• _ASSIGNMENT_: Nothing in the entries may differ when you return them.

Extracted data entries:

____________________

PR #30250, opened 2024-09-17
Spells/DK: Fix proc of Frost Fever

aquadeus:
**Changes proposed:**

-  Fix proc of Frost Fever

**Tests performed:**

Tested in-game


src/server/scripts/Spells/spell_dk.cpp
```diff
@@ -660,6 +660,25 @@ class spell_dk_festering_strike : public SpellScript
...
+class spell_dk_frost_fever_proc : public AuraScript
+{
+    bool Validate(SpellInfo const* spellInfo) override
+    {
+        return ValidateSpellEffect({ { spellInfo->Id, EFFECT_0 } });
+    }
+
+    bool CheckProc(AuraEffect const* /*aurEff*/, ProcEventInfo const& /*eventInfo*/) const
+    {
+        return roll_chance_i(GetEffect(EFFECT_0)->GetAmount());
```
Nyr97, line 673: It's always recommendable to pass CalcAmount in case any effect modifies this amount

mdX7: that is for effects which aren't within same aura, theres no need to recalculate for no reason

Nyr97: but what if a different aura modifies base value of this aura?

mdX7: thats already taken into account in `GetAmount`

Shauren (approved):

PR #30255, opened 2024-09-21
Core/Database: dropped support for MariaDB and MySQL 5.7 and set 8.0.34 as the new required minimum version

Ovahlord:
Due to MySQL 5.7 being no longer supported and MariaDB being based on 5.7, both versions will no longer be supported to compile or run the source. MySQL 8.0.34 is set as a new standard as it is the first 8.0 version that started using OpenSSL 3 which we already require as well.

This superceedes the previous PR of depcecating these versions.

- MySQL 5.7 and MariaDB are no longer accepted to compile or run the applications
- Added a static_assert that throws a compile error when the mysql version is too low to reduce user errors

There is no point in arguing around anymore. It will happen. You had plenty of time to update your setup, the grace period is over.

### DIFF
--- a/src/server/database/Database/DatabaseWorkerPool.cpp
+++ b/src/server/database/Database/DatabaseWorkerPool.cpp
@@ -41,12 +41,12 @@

____________________

• _OUTPUT OF THE TASK_:
PR #30250, opened 2024-09-17
Spells/DK: Fix proc of Frost Fever

aquadeus:
**Changes proposed:**

-  Fix proc of Frost Fever

**Tests performed:**

Tested in-game


src/server/scripts/Spells/spell_dk.cpp
```diff
@@ -660,6 +660,25 @@ class spell_dk_festering_strike : public SpellScript
...
+class spell_dk_frost_fever_proc : public AuraScript
+{
+    bool Validate(SpellInfo const* spellInfo) override
+    {
+        return ValidateSpellEffect({ { spellInfo->Id, EFFECT_0 } });
+    }
+
+    bool CheckProc(AuraEffect const* /*aurEff*/, ProcEventInfo const& /*eventInfo*/) const
+    {
+        return roll_chance_i(GetEffect(EFFECT_0)->GetAmount());
```
Nyr97, line 673: It's always recommendable to pass CalcAmount in case any effect modifies this amount

mdX7: that is for effects which aren't within same aura, theres no need to recalculate for no reason

Nyr97: but what if a different aura modifies base value of this aura?

mdX7: thats already taken into account in `GetAmount`

Shauren (approved):

PR #30255, opened 2024-09-21
Core/Database: dropped support for MariaDB and MySQL 5.7 and set 8.0.34 as the new required minimum version

Ovahlord:
Due to MySQL 5.7 being no longer supported and MariaDB being based on 5.7, both versions will no longer be supported to compile or run the source. MySQL 8.0.34 is set as a new standard as it is the first 8.0 version that started using OpenSSL 3 which we already require as well.

This superceedes the previous PR of depcecating these versions.

- MySQL 5.7 and MariaDB are no longer accepted to compile or run the applications
- Added a static_assert that throws a compile error when the mysql version is too low to reduce user errors

There is no point in arguing around anymore. It will happen. You had plenty of time to update your setup, the grace period is over.

### DIFF
--- a/src/server/database/Database/DatabaseWorkerPool.cpp
+++ b/src/server/database/Database/DatabaseWorkerPool.cpp
@@ -41,12 +41,12 @@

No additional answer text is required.